The load capacity of driven piles is a crucial mechanical property, and correctly determine the corresponding value is important in geotechnical engineering. Concerning piles driven in clay, the load capacity is mainly associated with the side resistance of the pile. The soil load capacity of conventional piles is determined by different methods and then reassessed by the static load test. Nonetheless, this method is time-consuming and costly. Therefore, the development of an alternative approach using machine learning techniques to solve this problem has been investigated recently. In this work, the backpropagation network model (ANN) with a 4-layer structure [4-8-6-1] was introduced to predict the frictional resistance of pile driven in clay. The dataset for the development of the ANN model consisted of 65 instances, extracted from the available literature.

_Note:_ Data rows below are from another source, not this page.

PR #1166, opened 2025-02-07
rtvi: separate specific google RTVI into a GoogleRTVIObserver

### LINKED ISSUE #1165: RTVI should not couple with Google service
In this [pr](https://github.com/pipecat-ai/pipecat/pull/1051), in rtvi.py:

```
from pipecat.services.google.frames import LLMSearchOrigin, LLMSearchResponseFrame
```

Now users have to install google dependencies even they do not use google.

aconchillo:

This is untested. But the idea is that you would use `GoogleRTVIObserver` instead of the `RTVIObserver`.

Fixes #1165

### DIFF
--- a/examples/news-chatbot/server/news_bot.py
+++ b/examples/news-chatbot/server/news_bot.py
@@ -23,7 +23,7 @@ from pipecat.processors.frame_processor import FrameDirection, FrameProcessor
 from pipecat.processors.frameworks.rtvi import RTVIConfig, RTVIProcessor
 from pipecat.services.cartesia import CartesiaTTSService
 from pipecat.services.deepgram import DeepgramSTTService
-from pipecat.services.google import GoogleLLMService, LLMSearchResponseFrame
+from pipecat.services.google import GoogleLLMService, GoogleRTVIObserver, LLMSearchResponseFrame
 from pipecat.transports.services.daily import DailyParams, DailyTransport
 from pipecat.utils.text.markdown_text_filter import MarkdownTextFilter
 
@@ -102,6 +102,7 @@ async def main():
 
         llm = GoogleLLMService(
             api_key=os.getenv("GOOGLE_API_KEY"),
+            model="gemini-1.5-flash-002",
             system_instruction=system_instruction,
             tools=tools,
         )
@@ -141,7 +142,7 @@ async def main():
             pipeline,
             PipelineParams(
                 allow_interruptions=True,
-                observers=[rtvi.observer()],
+                observers=[GoogleRTVIObserver(rtvi)],
             ),
         )
 
--- a/src/pipecat/services/google/rtvi.py
+++ b/src/pipecat/services/google/rtvi.py
@@ -27,6 +27,9 @@ class RTVIBotLLMSearchResponseMessage(BaseModel):
 
 
 class GoogleRTVIObserver(RTVIObserver):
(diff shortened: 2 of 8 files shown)


aconchillo:
Another option is that we make the frames generic.

aconchillo:
> Another option is that we make the frames generic.

A processor in the `processors` package should not depend on things in the `services` package.

markbackman:
@aconchillo looks good. I made a few updates to get this one working.

@filipi87 with the rollout of gemini 2.0, I realized that Google changed the google search tool format a bit. I'm not updating that here, but we should do that at some point. For now, I'm pinning the examples to Gemini 1.5 Flash.

filipi87:
> Another option is that we make the frames generic.

I think this option could make sense. After all, I believe we expect the other LLM to provide similar features in the near future. What do you think?

That is why I had created the frame as `LLMSearchResponseFrame`, instead of something specific to Google.

filipi87:
> @filipi87 with the rollout of gemini 2.0, I realized that Google changed the google search tool format a bit. I'm not updating that here, but we should do that at some point. For now, I'm pinning the examples to Gemini 1.5 Flash.

Yes, it was only working with gemini 1.5. We would need to add support for gemini 2.0, I guess this will require even some changes inside our GoogleLLMService.

src/pipecat/services/google/rtvi.py
```diff
@@ -0,0 +1,54 @@
...
+
+class RTVIBotLLMSearchResponseMessage(BaseModel):
+    label: Literal["rtvi-ai"] = "rtvi-ai"
+    type: Literal["bot-llm-search-response"] = "bot-llm-search-response"
+    data: RTVISearchResponseMessageData
+
+
+class GoogleRTVIObserver(RTVIObserver):
+    def __init__(self, rtvi: FrameProcessor):
+        super().__init__(rtvi)
```
aconchillo, line 31: I just added this to make it more clear.

examples/news-chatbot/server/news_bot.py
```diff
@@ -141,7 +142,7 @@ async def main():
             pipeline,
             PipelineParams(
                 allow_interruptions=True,
-                observers=[rtvi.observer()],
+                observers=[GoogleRTVIObserver(rtvi)],
```
aconchillo, line 145: Seeing this change I'm thinking we should deprecate `rtvi.observer()` and force people to instantiate `RTVIObserver` directly.

markbackman: Not a bad idea! That would avoid having to add this:
```
rtvi = RTVIProcessor(config=RTVIConfig(config=[]))

PipelineParams(
    observers=[rtvi.observer()],
),
```

That becomes:
```
PipelineParams(
    observers=[RTVIObserver()],
),
```

Much cleaner!

aconchillo: Well, you would do `RTVIObserver(rtvi)`, you still need access to the `rtvi` object.

aconchillo: I just updated the PR with these changes and updated the CHANGELOG.

markbackman: Oh right :/

Still, probably cleaner.

markbackman (approved):
LGTM!

filipi87 (approved):
Makes sense. 🚀

PR #1176, opened 2025-02-08
Deprecate stt_service parameter in STTMuteFilter

markbackman:

The `STTMuteFilter` currently takes an `STTService` parameter but only uses it to check mute state. This is unnecessary coupling since the filter can manage this state internally.

This PR:
- Makes the `stt_service` parameter optional
- Adds a deprecation warning when the parameter is provided
- Implements internal mute state tracking
- Maintains full backwards compatibility

I've tested using the 24 example that this doesn't introduce a regression.

### DIFF
--- a/src/pipecat/processors/filters/stt_mute_filter.py
+++ b/src/pipecat/processors/filters/stt_mute_filter.py
@@ -11,7 +11,6 @@ such as during function calls, bot speech, or custom conditions. It helps manage
 the STT service should be active or inactive during a conversation.
 """
 
-import warnings
 from dataclasses import dataclass
 from enum import Enum
 from typing import Awaitable, Callable, Optional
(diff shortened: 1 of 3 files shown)


src/pipecat/processors/filters/stt_mute_filter.py
```diff
@@ -71,28 +72,36 @@ class STTMuteFilter(FrameProcessor):
...
 
     Args:
-        stt_service: Service handling speech-to-text functionality
         config: Configuration specifying muting strategies
+        stt_service: STT service instance (deprecated, will be removed in future version)
         **kwargs: Additional arguments passed to parent class
     """
 
-    def __init__(self, stt_service: STTService, config: STTMuteConfig, **kwargs):
+    def __init__(self, config: STTMuteConfig, stt_service: Optional[STTService] = None, **kwargs):
```
aconchillo, line 80: This looks like a breaking change, which is fine. We should foce keyword arguments which save us from breaking changes like this:

```
 def __init__(self, *, config: STTMuteConfig, stt_service: Optional[STTService] = None, **kwargs):
 ```

File: src/pipecat/processors/filters/stt_mute_filter.py [hunk 2]
```diff
@@ -71,28 +72,36 @@ class STTMuteFilter(FrameProcessor):
...
         super().__init__(**kwargs)
-        self._stt_service = stt_service
         self._config = config
+        if stt_service is not None:
+            warnings.warn(
```
aconchillo, line 84: Move `import warnings` here so we can remove the whole block in the future and we don't forget removing the `import`.

aconchillo (approved):

aconchillo:
LGTM! Minor comments.

src/pipecat/processors/filters/stt_mute_filter.py
markbackman: This change, in itself, it's breaking, but I do want to remove the `stt_service` arg which will be breaking. That's why I'm including the deprecation warning.

PR #1177, opened 2025-02-08
Add PerplexityLLMService

markbackman:

There was a community request for this. Interestingly, they don't support function calling, but they do searches natively. Pretty slick. (It would be great if they did both!)


aconchillo (approved):

aconchillo:
LGTM!

PR #1182, opened 2025-02-08
Update 28c option to output to log line only by default

markbackman:

Making the DB option one of the TranscriptHandlers you need to opt-in to for this example. This prevents `example.db` from being creating in your directory.


aconchillo (approved):

aconchillo:
LGTM!

Issue #254, opened 2024-06-25
[Feature request] Groq transcriptions support


gaceladri:
[Here](https://console.groq.com/docs/speech-text) are the docs for the new Whisper models available in Groq Cloud. I'd like to replace my Deepgram STT provider with the Groq transcription service. It would be great if you could add this integration. 🙏

aconchillo:
> [Here](https://console.groq.com/docs/speech-text) are the docs for the new Whisper models available in Groq Cloud. I'd like to replace my Deepgram STT provider with the Groq transcription service. It would be great if you could add this integration. 🙏

Is this real-time?

gaceladri:
Great question! Let's compare Deepgram and Groq in terms of speed and cost:

Speed:
According to recent [benchmarks](https://twitter.com/realsanketp/status/1807158858168795450), Deepgram still appears to be the fastest option for speech-to-text processing, despite Groq's impressive performance in other areas.

Cost:
- Groq: $0.03 per hour
- Deepgram: $0.258 per hour

This makes Groq approximately 8.6 times cheaper than Deepgram for the same amount of processing time.

While Groq offers a significant cost advantage, Deepgram maintains its edge in processing speed. The choice between the two may depend on your specific use case:

- If speed is your top priority, Deepgram might be the better option.
- If you're looking to optimize costs and can tolerate slightly slower processing, Groq could be more suitable.

Considering these benchmarks, I'd recommend maintaining Deepgram as our primary speech-to-text (STT) provider. Its superior speed continues to outweigh the cost savings offered by Groq. At least for my app.

gaceladri:
Feel free to close the issue if you don't want to put this on your priority list. I'd prioritize the function calling with Gemini more, as that would bring much greater benefits by enabling us to use Gemini 1.5 Flash instead of GPT-4o.

skelleex:
Would also like to have Groq LLMs and Whisper STT from Groq implemented.

joachimchauvet:
@skelleex It is already possible to use LLMs running on Groq with the OpenAILLMService
```
llm = OpenAILLMService(
    name="LLM", api_key=GROQ_API_KEY, model=model_name, base_url="https://api.groq.com/openai/v1"
)
```

This feature request is mostly related to OpenAI translation API for cloud-hosted whisper STT.

markbackman:
Added here: https://github.com/pipecat-ai/pipecat/pull/1183

PR #1183, opened 2025-02-08
Add GroqSTTService, BaseWhisperSTTService, and refactor OpenAISTTService

markbackman:

- Add `BaseWhisperSTTService`, which is the base class for `OpenAISTTService` and `GroqSTTService`.
- Refactored `OpenAISTTService` to use this new base class.
- Added `GroqSTTService` which now uses the new base class too.

Updated 14f example to use `GroqSTTService`.

While I was at it, updated `GroqLLMService` to use `llama-3.3-70b-versatile` as the default model.

Also addresses issue: https://github.com/pipecat-ai/pipecat/issues/254.


src/pipecat/services/whisper_base.py
```diff
@@ -0,0 +1,94 @@
...
+    from openai.types.audio import Transcription
+except ModuleNotFoundError as e:
+    logger.error(f"Exception: {e}")
+    logger.error(
+        "In order to use OpenAI, you need to `pip install pipecat-ai[openai]`. Also, set `OPENAI_API_KEY` environment variable."
+    )
+    raise Exception(f"Missing module: {e}")
+
+
+class BaseWhisperSTTService(SegmentedSTTService):
```
aconchillo, line 26: maybe rename file to `base_whisper.py`? we usually do that in all the other base classes.

aconchillo (approved):

aconchillo:
Awesome! LGTM! One minor comment.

The performance of the proposed ANN algorithm was assessed by two statistical measurements, such as the Pearson correlation coefficient (denoted as R), and Root Mean Square Error (RMSE). In addition to the original contribution, the present work conducted a step further toward a better knowledge of the role of inputs used in the prediction phase. Using partial independence plots (PDP), the results of this study showed that the effective vertical stress and the undrained shear strength were the prediction variables that had a significant influence on the friction capacity of driven piles.